Exercise -
Please set down every entry below exactly as given.

━━━━━ Provided material

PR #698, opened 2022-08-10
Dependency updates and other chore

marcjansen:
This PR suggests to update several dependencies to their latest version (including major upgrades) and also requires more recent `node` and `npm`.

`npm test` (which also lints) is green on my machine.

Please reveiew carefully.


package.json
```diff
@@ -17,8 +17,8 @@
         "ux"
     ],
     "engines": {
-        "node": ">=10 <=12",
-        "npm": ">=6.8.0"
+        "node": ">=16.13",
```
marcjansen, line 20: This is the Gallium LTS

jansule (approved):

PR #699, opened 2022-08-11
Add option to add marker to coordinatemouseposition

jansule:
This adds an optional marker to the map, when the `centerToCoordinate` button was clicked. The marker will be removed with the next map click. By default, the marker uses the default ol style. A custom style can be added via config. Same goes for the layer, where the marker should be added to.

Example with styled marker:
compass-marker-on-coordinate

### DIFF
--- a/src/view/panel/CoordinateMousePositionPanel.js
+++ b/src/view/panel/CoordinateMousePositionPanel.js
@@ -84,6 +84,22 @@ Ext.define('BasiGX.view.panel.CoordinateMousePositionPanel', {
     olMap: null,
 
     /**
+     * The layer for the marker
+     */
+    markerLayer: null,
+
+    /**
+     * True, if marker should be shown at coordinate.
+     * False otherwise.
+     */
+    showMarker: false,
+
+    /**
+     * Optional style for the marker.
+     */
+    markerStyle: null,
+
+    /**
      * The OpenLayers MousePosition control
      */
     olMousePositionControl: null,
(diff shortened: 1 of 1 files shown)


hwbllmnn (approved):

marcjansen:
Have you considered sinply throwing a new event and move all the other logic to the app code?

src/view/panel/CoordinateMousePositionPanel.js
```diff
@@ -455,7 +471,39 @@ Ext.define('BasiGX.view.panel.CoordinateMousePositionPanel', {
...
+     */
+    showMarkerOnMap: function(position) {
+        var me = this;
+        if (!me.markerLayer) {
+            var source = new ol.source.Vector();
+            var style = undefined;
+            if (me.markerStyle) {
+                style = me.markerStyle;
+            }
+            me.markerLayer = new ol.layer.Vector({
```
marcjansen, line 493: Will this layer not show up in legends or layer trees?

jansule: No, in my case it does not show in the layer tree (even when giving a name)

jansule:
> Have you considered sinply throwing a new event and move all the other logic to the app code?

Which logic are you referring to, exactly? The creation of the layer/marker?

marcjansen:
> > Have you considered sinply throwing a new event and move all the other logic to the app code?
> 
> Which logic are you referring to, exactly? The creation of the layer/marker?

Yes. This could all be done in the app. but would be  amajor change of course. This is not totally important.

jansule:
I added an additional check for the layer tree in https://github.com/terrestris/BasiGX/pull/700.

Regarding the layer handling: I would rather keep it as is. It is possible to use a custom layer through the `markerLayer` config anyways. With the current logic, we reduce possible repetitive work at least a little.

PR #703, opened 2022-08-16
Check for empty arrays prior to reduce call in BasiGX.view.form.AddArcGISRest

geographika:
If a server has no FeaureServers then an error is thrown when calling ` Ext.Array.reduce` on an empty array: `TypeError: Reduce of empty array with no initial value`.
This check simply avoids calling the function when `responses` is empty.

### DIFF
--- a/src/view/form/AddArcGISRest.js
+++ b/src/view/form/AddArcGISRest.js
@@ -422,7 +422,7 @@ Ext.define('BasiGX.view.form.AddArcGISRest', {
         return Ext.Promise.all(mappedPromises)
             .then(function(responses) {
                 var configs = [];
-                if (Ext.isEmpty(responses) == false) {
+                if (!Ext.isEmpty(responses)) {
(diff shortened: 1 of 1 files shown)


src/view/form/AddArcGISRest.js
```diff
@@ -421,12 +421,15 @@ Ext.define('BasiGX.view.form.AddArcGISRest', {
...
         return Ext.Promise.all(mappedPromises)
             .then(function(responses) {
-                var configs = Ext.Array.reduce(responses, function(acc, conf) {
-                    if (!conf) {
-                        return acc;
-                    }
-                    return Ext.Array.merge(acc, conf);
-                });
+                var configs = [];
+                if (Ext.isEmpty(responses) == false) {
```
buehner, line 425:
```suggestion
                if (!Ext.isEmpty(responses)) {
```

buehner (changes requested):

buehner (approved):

━━━━━━━━━━

Task response -
PR #698, opened 2022-08-10
Dependency updates and other chore

marcjansen:
This PR suggests to update several dependencies to their latest version (including major upgrades) and also requires more recent `node` and `npm`.

`npm test` (which also lints) is green on my machine.

Please reveiew carefully.


package.json
```diff
@@ -17,8 +17,8 @@
         "ux"
     ],
     "engines": {
-        "node": ">=10 <=12",
-        "npm": ">=6.8.0"
+        "node": ">=16.13",
```
marcjansen, line 20: This is the Gallium LTS

jansule (approved):

PR #699, opened 2022-08-11
Add option to add marker to coordinatemouseposition

jansule:
This adds an optional marker to the map, when the `centerToCoordinate` button was clicked. The marker will be removed with the next map click. By default, the marker uses the default ol style. A custom style can be added via config. Same goes for the layer, where the marker should be added to.

Example with styled marker:
compass-marker-on-coordinate

### DIFF
--- a/src/view/panel/CoordinateMousePositionPanel.js
+++ b/src/view/panel/CoordinateMousePositionPanel.js
@@ -84,6 +84,22 @@ Ext.define('BasiGX.view.panel.CoordinateMousePositionPanel', {
     olMap: null,
 
     /**
+     * The layer for the marker
+     */
+    markerLayer: null,
+
+    /**
+     * True, if marker should be shown at coordinate.
+     * False otherwise.
+     */
+    showMarker: false,
+
+    /**
+     * Optional style for the marker.
+     */
+    markerStyle: null,
+
+    /**
      * The OpenLayers MousePosition control
      */
     olMousePositionControl: null,
(diff shortened: 1 of 1 files shown)


hwbllmnn (approved):

marcjansen:
Have you considered sinply throwing a new event and move all the other logic to the app code?

src/view/panel/CoordinateMousePositionPanel.js
```diff
@@ -455,7 +471,39 @@ Ext.define('BasiGX.view.panel.CoordinateMousePositionPanel', {
...
+     */
+    showMarkerOnMap: function(position) {
+        var me = this;
+        if (!me.markerLayer) {
+            var source = new ol.source.Vector();
+            var style = undefined;
+            if (me.markerStyle) {
+                style = me.markerStyle;
+            }
+            me.markerLayer = new ol.layer.Vector({
```
marcjansen, line 493: Will this layer not show up in legends or layer trees?

jansule: No, in my case it does not show in the layer tree (even when giving a name)

jansule:
> Have you considered sinply throwing a new event and move all the other logic to the app code?

Which logic are you referring to, exactly? The creation of the layer/marker?

marcjansen:
> > Have you considered sinply throwing a new event and move all the other logic to the app code?
> 
> Which logic are you referring to, exactly? The creation of the layer/marker?

Yes. This could all be done in the app. but would be  amajor change of course. This is not totally important.

jansule:
I added an additional check for the layer tree in https://github.com/terrestris/BasiGX/pull/700.

Regarding the layer handling: I would rather keep it as is. It is possible to use a custom layer through the `markerLayer` config anyways. With the current logic, we reduce possible repetitive work at least a little.

PR #703, opened 2022-08-16
Check for empty arrays prior to reduce call in BasiGX.view.form.AddArcGISRest

geographika:
If a server has no FeaureServers then an error is thrown when calling ` Ext.Array.reduce` on an empty array: `TypeError: Reduce of empty array with no initial value`.
This check simply avoids calling the function when `responses` is empty.

### DIFF
--- a/src/view/form/AddArcGISRest.js
+++ b/src/view/form/AddArcGISRest.js
@@ -422,7 +422,7 @@ Ext.define('BasiGX.view.form.AddArcGISRest', {
         return Ext.Promise.all(mappedPromises)
             .then(function(responses) {
                 var configs = [];
-                if (Ext.isEmpty(responses) == false) {
+                if (!Ext.isEmpty(responses)) {
(diff shortened: 1 of 1 files shown)


src/view/form/AddArcGISRest.js
```diff
@@ -421,12 +421,15 @@ Ext.define('BasiGX.view.form.AddArcGISRest', {
...
         return Ext.Promise.all(mappedPromises)
             .then(function(responses) {
-                var configs = Ext.Array.reduce(responses, function(acc, conf) {
-                    if (!conf) {
-                        return acc;
-                    }
-                    return Ext.Array.merge(acc, conf);
-                });
+                var configs = [];
+                if (Ext.isEmpty(responses) == false) {
```
buehner, line 425:
```suggestion
                if (!Ext.isEmpty(responses)) {
```

buehner (changes requested):

buehner (approved):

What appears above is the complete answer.